Lion on kopje scanning the plains for prey in Serengeti National Park

Wildebeest attempting to cross the Grumeti River in Serengeti National Park

Sundowner in the open in Serengeti National Park

The Serengeti has the biggest collection of plains animals anywhere in the world. You will see scenes of grazing nearly everywhere you go. A typical view from the window of your safari vehicle or while standing up from the inside of your safari vehicle might be a harem of Impalas while a herd of Thompsons Gazelles pass by. Littering the background; lions on a rock kopje in the Serengeti. In Serengeti National Park, Tanzania will be Zebras, Wildebeest, and a few Cape Buffalo. If the area is wooded there will be Giraffes and Elephants.

Tanzania's oldest and most popular national park, the Serengeti National Park is famed for its annual migration, when some six million hooves pound the open plains, as more than 200,000 zebra and 300,000 Thomson's gazelle join the wildebeest’s trek for fresh grazing. Yet even when the migration is quiet, the Serengeti offers arguably the most scintillating game-viewing in Africa: great herds of buffalo, smaller groups of elephant and giraffe, and thousands upon thousands of eland, topi, Kongoni, impala and Grant’s gazelle.
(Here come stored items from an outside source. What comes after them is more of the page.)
PR #815, opened 2021-02-04
Initial Maintenance Screen

mail2bishnoi:
Hi Anton,

I have started developing the maintenance screen. However, it is not complete yet. For this, we have to make custom number components. Can you guide me on where and how to start?

Thanks.

### DIFF
--- a/modern/src/attributes/positionAttributes.js
+++ b/modern/src/attributes/positionAttributes.js
@@ -13,8 +13,8 @@ export default {
     name: t('positionIgnition'),
     type: 'boolean',
   },
-  'serviceOdometer': {
-    name: t('positionServiceOdometer'),
+  'odometer': {
+    name: t('positionOdometer'),
     type: 'number',
     dataType: 'distance',
   },
--- a/modern/src/attributes/positionAttributes.js
+++ b/modern/src/attributes/positionAttributes.js
@@ -12,5 +12,10 @@ export default {
   'ignition': {
     name: t('positionIgnition'),
     type: 'boolean',
-  },  
+  },
+  'serviceOdometer': {
+    name: t('positionServiceOdometer'),
+    type: 'number',
+    dataType: 'distance',
+  },
 };
--- a/modern/src/common/converter.js
+++ b/modern/src/common/converter.js
@@ -1,4 +1,4 @@
-export const speedConverter = (value, unit) => {
+export const speedConverter = (value, unit, back = false) => {
   let factor;
   switch (unit) {
     case 'kmh':
@@ -11,10 +11,10 @@ export const speedConverter = (value, unit) => {
     default:
       factor = 1;
   }
-  return (value * factor).toFixed(2);
+  return back ? (value / factor).toFixed(2):(value * factor).toFixed(2);
 };
 
-export const distanceConverter = (value, unit) => {
+export const distanceConverter = (value, unit, back = false) => {
   let factor;
   switch (unit) {
     case 'mi':
@@ -27,5 +27,5 @@ export const distanceConverter = (value, unit) => {
     default:
       factor = 0.001;
   }
-  return (value * factor).toFixed(2);  
+  return back ? value / factor : value * factor;  
 }
--- a/modern/src/common/converter.js
+++ b/modern/src/common/converter.js
@@ -3,11 +3,29 @@ export const speedConverter = (value, unit) => {
   switch (unit) {
     case 'kmh':
       factor = 1.852;
+      break;
     case 'mph':
       factor = 1.15078;
+      break;
     case 'kn':
     default:
       factor = 1;
   }
   return (value * factor).toFixed(2);
 };
+
+export const distanceConverter = (value, unit) => {
+  let factor;
+  switch (unit) {
+    case 'mi':
+      factor = 0.000621371;
+      break;
+    case 'nmi':
+      factor = 0.000539957;
+      break;
+    case 'km':
+    default:
+      factor = 0.001;
+  }
+  return (value * factor).toFixed(2);  
+}
--- a/modern/src/common/converter.js
+++ b/modern/src/common/converter.js
@@ -1,4 +1,4 @@
-export const speedConverter = (value, unit, back = false) => {
+const speedConverter = (value, unit, back = false) => {
   let factor;
   switch (unit) {
     case 'kmh':
@@ -11,10 +11,10 @@ export const speedConverter = (value, unit, back = false) => {
     default:
       factor = 1;
   }
-  return back ? (value / factor).toFixed(2):(value * factor).toFixed(2);
+  return back ? value / factor: value * factor;
 };
 
-export const distanceConverter = (value, unit, back = false) => {
+const distanceConverter = (value, unit, back = false) => {
   let factor;
   switch (unit) {
     case 'mi':
@@ -28,4 +28,20 @@ export const distanceConverter = (value, unit, back = false) => {
       factor = 0.001;
   }
   return back ? value / factor : value * factor;  
+}
+
+export const speedFromKnots = (value, unit) => {
+  return speedConverter(value, unit);
+}
+
+export const speedToKnots = (value, unit) => {
+  return speedConverter(value, unit, true);
+}
+
+export const distanceFromMeters = (value, unit) => {
+  return distanceConverter(value, unit);
+}
+
+export const distanceToMeters = (value, unit) => {
+  return distanceConverter(value, unit, true);
 }
--- a/modern/src/common/converter.js
+++ b/modern/src/common/converter.js
@@ -1,47 +1,39 @@
-const speedConverter = (value, unit, back = false) => {
-  let factor;
+const speedConverter = unit => {
   switch (unit) {
     case 'kmh':
-      factor = 1.852;
-      break;
+      return 1.852;
     case 'mph':
-      factor = 1.15078;
-      break;
+      return 1.15078;
     case 'kn':
     default:
-      factor = 1;
+      return 1;
   }
-  return back ? value / factor: value * factor;
 };
 
-const distanceConverter = (value, unit, back = false) => {
-  let factor;
+const distanceConverter = unit => {
   switch (unit) {
     case 'mi':
-      factor = 0.000621371;
-      break;
+      return 0.000621371;
     case 'nmi':
-      factor = 0.000539957;
-      break;
+      return 0.000539957;
     case 'km':
     default:
-      factor = 0.001;
-  }
-  return back ? value / factor : value * factor;  
+      return 0.001;
+  } 
 }
 
 export const speedFromKnots = (value, unit) => {
-  return speedConverter(value, unit);
+  return value * speedConverter(unit);
 }
 
 export const speedToKnots = (value, unit) => {
-  return speedConverter(value, unit, true);
+  return value / speedConverter(unit);
 }
 
 export const distanceFromMeters = (value, unit) => {
-  return distanceConverter(value, unit);
+  return value * distanceConverter(unit);
 }
 
 export const distanceToMeters = (value, unit) => {
-  return distanceConverter(value, unit, true);
+  return value / distanceConverter(unit);
 }
--- a/modern/src/settings/MaintenancePage.js
+++ b/modern/src/settings/MaintenancePage.js
@@ -7,6 +7,7 @@ import ExpandMoreIcon from '@material-ui/icons/ExpandMore';
 import EditAttributesView from '../attributes/EditAttributesView';
 import positionAttributes from '../attributes/positionAttributes';
 import { useAttributePreference } from '../common/preferences';
+import { distanceConverter, speedConverter } from '../common/converter';
 
 const useStyles = makeStyles(() => ({
   details: {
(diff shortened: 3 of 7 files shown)


tananaev:
Can you please post some screenshots.

What do you mean by a custom number component?

mail2bishnoi:
Hi Anton,

Please look at the marked fields.

This one is I'm developing

under_development


and this is the existing screen

existing

tananaev:
You can probably just add it to the label or something. There is no need to overcomplicate things.

mail2bishnoi:
Hi Anton,

I am working on the maintenance screen. But while editing the existing record, I'm facing problems in converting the start and period fields according to the user preferences when the screen loads the first time. With this, when creating a new record, we have to convert the start and period fields according to the user preferences before making an API call.
Can you please help me with how to handle it?

tananaev:
What is the problem?

mail2bishnoi:
Hi Anton,

The first problem is that when creating a record, on clicking the save button, we directly pass the item state to the API (in handleSave method of EditItemView.js), but now we have to convert the start and period(in case of speed and distance) attribute of the item state before passing to API. Where to edit the attributes of the item.

The other problem is to convert the start and period when editing the record, but only when the screen loads the first time. I am unable to build the logic of conversion when the screen loads the first time.

tananaev:
You can convert from raw value to display value when you need to display and back when you store new value. I'm not sure I understand what the difficulty is.

mail2bishnoi:
Hi Anton 

I have completed the maintenance screen. Please review and suggest improvements.

tananaev:
Please upload updated screenshots.

mail2bishnoi:
maintenance_creaate


maintenance_list

modern/src/attributes/positionAttributes.js
```diff
@@ -12,5 +12,10 @@ export default {
   'ignition': {
     name: t('positionIgnition'),
     type: 'boolean',
-  },  
+  },
+  'serviceOdometer': {
```
tananaev, line 16: This is rarely used attribute. I would recommend to use "odometer" instead.

modern/src/common/converter.js
```diff
@@ -1,13 +1,31 @@
-export const speedConverter = (value, unit) => {
+export const speedConverter = (value, unit, back = false) => {
```
tananaev, line 1: I think we should split functions. For example make `speedFromKnots` and `speedToKnots` and then keep the factor switch in some shared internal function.

modern/src/common/converter.js
```diff
@@ -1,13 +1,31 @@
...
+      break;
     case 'kn':
     default:
       factor = 1;
   }
-  return (value * factor).toFixed(2);
+  return back ? (value / factor).toFixed(2):(value * factor).toFixed(2);
 };
+
+export const distanceConverter = (value, unit, back = false) => {
```
tananaev, line 17: Same here.

modern/src/settings/MaintenancesPage.js
```diff
@@ -0,0 +1,91 @@
...
+  const distanceUnit = useAttributePreference('distanceUnit');
+
+  useEffectAsync(async () => {
+    const response = await fetch('/api/maintenance');
+    if (response.ok) {
+      setItems(await response.json());
+    }
+  }, [updateTimestamp]);
+
+  const convertAttribute = (key, value) => {
```
tananaev, line 34: Don't we have something similar already?

modern/src/settings/MaintenancePage.js
```diff
@@ -0,0 +1,158 @@
...
+
+  const options = [];
+
+  Object.entries(positionAttributes).map(([key, value]) => {
+    if (value.type === 'number') {
+      options.push({key, name: value.name, type: value.type})
+    }
+  });
+
+  const handleChange = event => {
```
tananaev, line 35: We should probably rename it to be more clear.

modern/src/settings/MaintenancePage.js
```diff
@@ -0,0 +1,158 @@
...
+  const classes = useStyles();
+  const [item, setItem] = useState();
+  const [labels, setLabels] = useState({start: '', period: ''});
+
+  const speedUnit = useAttributePreference('speedUnit');
+  const distanceUnit = useAttributePreference('distanceUnit');
+
+  const options = [];
+
+  Object.entries(positionAttributes).map(([key, value]) => {
```
tananaev, line 29: This seems unnecessary to call every time.

modern/src/settings/MaintenancePage.js
```diff
@@ -0,0 +1,158 @@
...
+        case 'speed':
+          setLabels({ ...labels, start: speedUnit, period: speedUnit});
+          break;
+        default:
+          break;
+      }
+    }
+  }
+
+  const rawToValue = (rawValue) => {
```
tananaev, line 54: Seems like a lot of duplication with `valueToRaw`.

modern/src/settings/MaintenancePage.js
```diff
@@ -0,0 +1,158 @@
...
+
+  const handleChange = event => {
+    const newValue = event.target.value;
+    setItem({...item, type: newValue, start: 0, period: 0});
+
+    const attribute = positionAttributes[newValue];
+    if (attribute && attribute.dataType) {
+      switch (attribute.dataType) {
+        case 'distance':
+          setLabels({ ...labels, start: distanceUnit, period: distanceUnit});
```
tananaev, line 43: Labels need to be localized.

tananaev (commented):
Added some comments. There's probably more issues that we would need to fix.

modern/src/attributes/positionAttributes.js
mail2bishnoi: done

modern/src/common/converter.js
mail2bishnoi: done

modern/src/common/converter.js
mail2bishnoi: done

modern/src/settings/MaintenancePage.js
mail2bishnoi: done

modern/src/settings/MaintenancePage.js
mail2bishnoi: Done.

modern/src/settings/MaintenancesPage.js
mail2bishnoi: I didn't find anything.

modern/src/settings/MaintenancePage.js
mail2bishnoi: Tried to use useEffect hook but without success.

mail2bishnoi:
Hi Anton,

Tried to incorporate your suggestions. Please review.

modern/src/common/converter.js
```diff
@@ -1,13 +1,47 @@
-export const speedConverter = (value, unit) => {
+const speedConverter = (value, unit, back = false) => {
```
tananaev, line 1: I think these functions should just return `factor`. It will make the code shorted. No breaks needed.

modern/src/common/converter.js
```diff
@@ -1,13 +1,47 @@
...
+      break;
     case 'kn':
     default:
       factor = 1;
   }
-  return (value * factor).toFixed(2);
+  return back ? value / factor: value * factor;
 };
+
+const distanceConverter = (value, unit, back = false) => {
```
tananaev, line 17: Same here.

modern/src/settings/MaintenancesPage.js
```diff
@@ -0,0 +1,91 @@
...
+          <TableCell>{t('sharedType')}</TableCell>
+          <TableCell>{t('maintenanceStart')}</TableCell>
+          <TableCell>{t('maintenancePeriod')}</TableCell>
+        </TableRow>
+      </TableHead>
+      <TableBody>
+        {items.map(item => (
+          <TableRow key={item.id}>
+            <TableCell className={classes.columnAction} padding="none">
+              <IconButton onClick={(event) => onMenuClick(event.currentTarget, item.id)}>
```
tananaev, line 66:
```suggestion
              <IconButton onClick={event => onMenuClick(event.currentTarget, item.id)}>
```

modern/src/settings/MaintenancePage.js
```diff
@@ -0,0 +1,161 @@
...
+              </FormControl>            
+              <TextField
+                margin="normal"
+                type="number"
+                value={rawToValue(item.start) || ''}
+                onChange={event => setItem({...item, start: valueToRaw(event.target.value)})}
+                label={t('maintenanceStart')}
+                variant="filled"
+                InputProps={{
+                endAdornment: <InputAdornment position="start">{labels.start}</InputAdornment>,
```
tananaev, line 127: What does `position` mean here?

modern/src/settings/MaintenancePage.js
```diff
@@ -0,0 +1,161 @@
...
+      if (value.type === 'number') {
+        otherList.push({key, name: value.name, type: value.type});
+      }
+    }
+    return otherList;
+  }
+
+  const onMaintenanceTypeChange = event => {
+    const newValue = event.target.value;
+    setItem({...item, type: newValue, start: 0, period: 0});
```
tananaev, line 41:
```suggestion
    setItem({ ...item, type: newValue, start: 0, period: 0 });
```

modern/src/settings/MaintenancePage.js
```diff
@@ -0,0 +1,161 @@
...
+  const rawToValue = (value) => {
+
+    const attribute = positionAttributes[item.type];
+    if (attribute && attribute.dataType) {
+      switch (attribute.dataType) {
+        case 'speed':
+          return speedFromKnots(value, speedUnit);
+        case 'distance':
+          return distanceFromMeters(value, distanceUnit);
+        default:
```
tananaev, line 67: Do we need default if we already have "global" return?

modern/src/settings/MaintenancePage.js
```diff
@@ -0,0 +1,161 @@
...
+  const valueToRaw = (value) => {
+
+    const attribute = positionAttributes[item.type];
+    if (attribute && attribute.dataType) {
+      switch (attribute.dataType) {
+        case 'speed':
+          return speedToKnots(value, speedUnit);
+        case 'distance':
+          return distanceToMeters(value, distanceUnit);
+        default:
```
tananaev, line 84: Same here.

modern/src/settings/MaintenancePage.js
```diff
@@ -0,0 +1,161 @@
...
+        case 'speed':
+          setLabels({ ...labels, start: t(prefixString('shared', speedUnit)), period: t(prefixString('shared', speedUnit))});
+          break;
+        default:
+          break;
+      }
+    }
+  }
+
+  const rawToValue = (value) => {
```
tananaev, line 58:
```suggestion
  const rawToValue = value => {
```

modern/src/settings/MaintenancePage.js
```diff
@@ -0,0 +1,161 @@
...
+          return distanceFromMeters(value, distanceUnit);
+        default:
+          return value;
+      }
+    }
+
+    return value;
+  }
+
+  const valueToRaw = (value) => {
```
tananaev, line 75:
```suggestion
  const valueToRaw = value => {
```

tananaev (commented):
Added some minor comments. Mostly formatting.

modern/src/common/converter.js
mail2bishnoi: Done.

modern/src/common/converter.js
mail2bishnoi: Done.

modern/src/settings/MaintenancesPage.js
mail2bishnoi: Done.

modern/src/settings/MaintenancePage.js
mail2bishnoi: image

modern/src/settings/MaintenancePage.js
mail2bishnoi: Done.

modern/src/settings/MaintenancePage.js
mail2bishnoi: Removed.

modern/src/settings/MaintenancePage.js
mail2bishnoi: Removed.

modern/src/settings/MaintenancePage.js
mail2bishnoi: Done.

modern/src/settings/MaintenancePage.js
mail2bishnoi: Done.

mail2bishnoi:
Hi Anton,

Incorporated your suggestions. Please review.

modern/src/settings/MaintenancePage.js
tananaev: But isn't it at the end on the screenshot?

mail2bishnoi: This position attribute work in the top-down direction. For start and end, we use startAndornment and endAdornment.

image

tananaev:
Merged, thank you.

The spectacle of predator versus prey dominates Tanzania’s greatest park. Golden-manned lion prides feast on the abundance of plain grazers. Solitary leopards haunt the acacia trees lining the Seronera River, while a high density of cheetahs prowls the southeastern plains. Almost uniquely, all three African jackal species occur here, alongside the spotted hyena and a host of more elusive small predators, ranging from the insectivorous aardwolf to the beautiful serval cat.

But there is more to Serengeti than large mammals. Gaudy agama lizards and rock hyraxes scuffle around the surfaces of the park’s isolated granite kopjes. A full 100 varieties of dung beetle have been recorded, as have 500-plus bird species, ranging from the outsized ostrich and bizarre secretary bird of the open grassland, to the black eagles that soar effortlessly above the Lobo Hills.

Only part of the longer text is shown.